The European Union (EU) on Monday announced 18.3 million U.S. dollars to support the integration and well-being of thousands of people who have fled the ongoing fighting in Sudan and found safety in South Sudan, Chad and Ethiopia.

The EU said the funds will be channeled through the UN High Commissioner for Refugees (UNHCR) and the International Organization for Migration (IOM), in which South Sudan will receive 8.60 million dollars, while Chad and Ethiopia will each receive 4.85 million dollars each.

Timo Olkkonen, ambassador of the EU to South Sudan, said the funds will support the South Sudanese government to integrate returnees and refugees and expand national basic services, in line with national policies and the upcoming Global Refugee Forum this month.

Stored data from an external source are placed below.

PR #372, opened 2016-12-01
Switch back to quay-hosted packagingenv containers

enykeev:


bigmstone:
Change looks good, but I don't think we should cherry pick it to 2.1 until at least after release.

PR #375, opened 2016-12-02
Fix PackageCloud pagination

armab:
The reason why next revision didn't work for `staging-stable` repo.

Will cherry-pick for `v2.1`

> Eventually script like that is good to rewrite into something more Python-ish.


Kami:
LGTM :+1:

“This new funding reaffirms the EU’s willingness to provide tangible support to host countries. Through this regional program, the EU intends to be forward-looking and ambitious in its response to the displacement crisis, complementing lifesaving humanitarian interventions with early-on, longer-term development support,” Olkkonen told journalists in Juba, the capital of South Sudan, during the signing of the funding agreement with the UN agencies.

The EU official said the program aims at including refugees and returnees in service delivery systems, while improving their livelihoods and ensuring peaceful coexistence with host communities, in synergy with other EU-funded initiatives on forced displacement and will improve living conditions of those forced to flee, and at the same time contribute to security and stability in the region.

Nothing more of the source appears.